Photo by Photo by Meredith Seaver
Farm Patch

A local family business has served the Bryan-College Station area with fresh produce for over four decades.
The Farm Patch is owned by the Scarmardo family and has become one of the leading sources of produce in the Brazos Valley. Since it’s opening in 1975, it operates as a roadside market on South College Avenue and sells unique fruits, vegetables, flowers, trees, crawfish and other products to customers.
In February of 1989, their sister company, Scarmardo Food Services, partnered with the leading food distribution network in the United States called Unipro Foodservice, Inc. Scarmardo Food Services has been the main supplier of Texas A&M’s produce for many years.

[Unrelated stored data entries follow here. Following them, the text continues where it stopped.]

PR #145582, opened 2026-09-12
perf(state): reuse paths during coordinator acquisition

steipete:
<details>

</details>

## What Problem This Solves

Resolves a problem where heavy session activity adds avoidable synchronous work to Gateway state writes, delaying session lists and other control requests.

## Why This Change Was Made

Resolve the database and runtime paths once within each ordinary coordinator acquisition, then derive both existing lock identities from those prepared facts. Explicit coordinator paths retain precedence, and acquisitions with an authority callback still resolve paths again after that callback. Lock identities, lifetimes, permission checks, and transaction boundaries stay unchanged; there is no persistent cache or storage change.

## User Impact

State writes spend less time on repeated filesystem probes. This reduces one measured contributor to Gateway stalls; substantial latency remains under the stress workload below.

## Evidence

Baseline `47ce03dbc6994435af783fecf13d5586e7b307f4`, Windows, Node 24.19.0. A real Gateway profile with 1,000 sessions attributed 19.62 seconds inclusive of a 73.69-second sample to ancestor path resolution, overlapping with 40.97 seconds in shared-state writes. Workspace-memory lock registration and release repeatedly reach this path. These samples include time inside synchronous native calls, not exclusively CPU computation.

Synthetic component benchmark through the actual acquisition entry point, seven alternating passes of 100 operations per arm, with two warmups:

| Acquisition | Median before | Median after |
| --- | ---: | ---: |
| Ordinary acquire/release | 1.576 ms | 1.159 ms |
| Nested acquire/release | 1.138 ms | 0.486 ms |

Ordinary filesystem probes fall from eight to four `existsSync` calls and four to two `realpathSync` calls. Directory creation and permission-check calls remain unchanged.

One isolated before/after pair through real HTTP/WebSocket transport used 1,000 sessions, eight requested turns, 100 patches, and a synthetic provider. Only this production patch changed between runs; both included the same two preceding Gateway fixes:

| Metric | Before | After |
| --- | ---: | ---: |
| Load completion | 40.95 s | 30.96 s |
| Session list p95 | 19.23 s | 10.09 s |
| History p95 | 3.27 s | 2.65 s |
| Patch p95 | 2.63 s | 1.86 s |

Both runs had zero transport probe failures. This is supportive single-pair evidence, not a general speedup guarantee: dynamic background provider requests differed (21 versus 15), and maximum event-loop delay increased from 1.50 to 2.09 seconds. Windows teardown forced Gateway exit 1 after completed load; all owned processes were verified stopped. No real OpenAI call was made.

- The new work-bound regression fails on the original code with four realpath probes instead of two and passes after the change. Preservation cases cover explicit paths, changing database paths between acquisitions, and path changes inside the authority callback.
- Focused checks: 25 tests passed, two existing device-identity contract cases skipped on Windows, and two source-exclusion cases failed. Both failures reproduced identically against the original coordinator with complete dependencies: concurrent non-owner reads and inherited read-scope expiry returned a copy rather than rejecting. No assertions were weakened.
- The first grouped test invocation encountered incomplete package dependencies and an automatic worker-build timeout/retry. Dependency links were restored before the independent baseline comparison, which completed without dependency warnings or retries.
- Core and core-test typechecks passed. The original combined changed gate has two findings in untouched exports; their owners, consumers, and scanner configuration match baseline blobs, but no fresh baseline Knip run was performed. Formatting and diff sanity passed.
- Final targeted lint, formatting, and diff sanity passed after the braces-only test correction. Fresh independent review of the exact patch was scoped-clean through P2. Repeated paired live comparisons have not run.

Related: #145579

### DIFF
--- a/src/infra/state-database-coordinator.test.ts
+++ b/src/infra/state-database-coordinator.test.ts
@@ -1,16 +1,86 @@
+import fsSync from "node:fs";
 import fs from "node:fs/promises";
 import path from "node:path";
-import { afterEach, describe, expect, it } from "vitest";
+import { afterEach, describe, expect, it, vi } from "vitest";
 import { useAutoCleanupTempDirTracker } from "../../test/helpers/temp-dir.js";
 import {
   acquireGatewayLifecycleCoordinator,
   acquireStateDatabaseCoordinator,
+  acquireStateDatabaseHandleExclusion,
+  resolveStateDatabaseCoordinatorPath,
   withStateSchemaFence,
 } from "./state-database-coordinator.js";
 
 const tempDirs = useAutoCleanupTempDirTracker(afterEach);
 
 describe("state database coordinator", () => {
+  it.each([false, true])(
+    "bounds filesystem path probes per acquisition with explicit coordinator path %s",
+    (explicit) => {
+      const root = tempDirs.make("openclaw-state-coordinator-path-work-");
+      const params = {
+        databasePath: path.join(root, "state", "openclaw.sqlite"),
+        runtimeDirectory: root,
+        uid: typeof process.getuid === "function" ? process.getuid() : undefined,
+        coordinatorPath: explicit ? path.join(root, "custom", "coordinator.sqlite") : undefined,
+      };
+      const resolvePath = vi.spyOn(fsSync, "realpathSync");
+      try {
+        for (let attempt = 0; attempt < 2; attempt++) {
+          params.databasePath = path.join(root, `state-${attempt}`, "openclaw.sqlite");
+          const expectedPath =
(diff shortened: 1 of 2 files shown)


steipete:
Merged via squash.

- Prepared head SHA: [738f76641fcf41c50fb87d26e135e027a1646d54](https://github.com/openclaw/openclaw/pull/145582/commits/738f76641fcf41c50fb87d26e135e027a1646d54)
- Landed commit: [bffb5c0e129c0baa29c7fdaf5a5e17a97b555fdd](https://github.com/openclaw/openclaw/commit/bffb5c0e129c0baa29c7fdaf5a5e17a97b555fdd)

Mark Scarmardo, owner of The Farm Patch, went to A&M for one year in 1975. After he left, he started the Farm Patch as a partnership, but eventually bought out his partner and began working with his dad. Growing up, he had experience with produce as he and his brother sold his dad’s okra to various stores and roadside markets. Today, Mark works alongside his two sons, Carl Scarmardo, Class of 2013, Director of Purchasing and Operations and Mark Scarmardo, who is the manager.
Because the Farm Patch has been operating for 43 years, Mark said they are knowledgeable of where the best farmers are located to buy the freshest produce.
“Over the years we’ve learned what farmers do a better job,” Mark said. “In June, out in the bottom [of Brazos County], the Wiggins family will be starting to pick watermelons and we’ll go out there and get them fresh every day”.
Mark said A&M’s diversity has helped bring in many new foods from around the world to their local market.
“Over the years with A&M here, we’ve had different people from all over the country,” Mark said. “They’ll come here and say things like, ‘Will you give me the cheese that I had from Romania,’ and we’ll start researching and get it.”
Because of A&M’s great demand for produce, Carl said Scarmardo Food Services is constantly delivering to the university.
“A&M is a big customer of ours,” Carl said. “We’re on campus about five days a week, because they use a lot of produce over there.”
The Farm Patch set up a mini market on campus in front of Sbisa at the Local Market event April 10 where they sold plants and fresh fruit, something Mark Scarmardo said he is proud of.
“All the succulents are Texas grown,” Mark said. “We usually have a grower come and set up all kinds of succulents, and by then [next on campus market sale] we’ll have squash coming in and a lot of local produce.”
Anne Daleon, Class of 1979, works in the Farm Patch’s plant Department and has spent her whole life in the horticulture industry. She uses her knowledge to assist customers on any questions they have about plants.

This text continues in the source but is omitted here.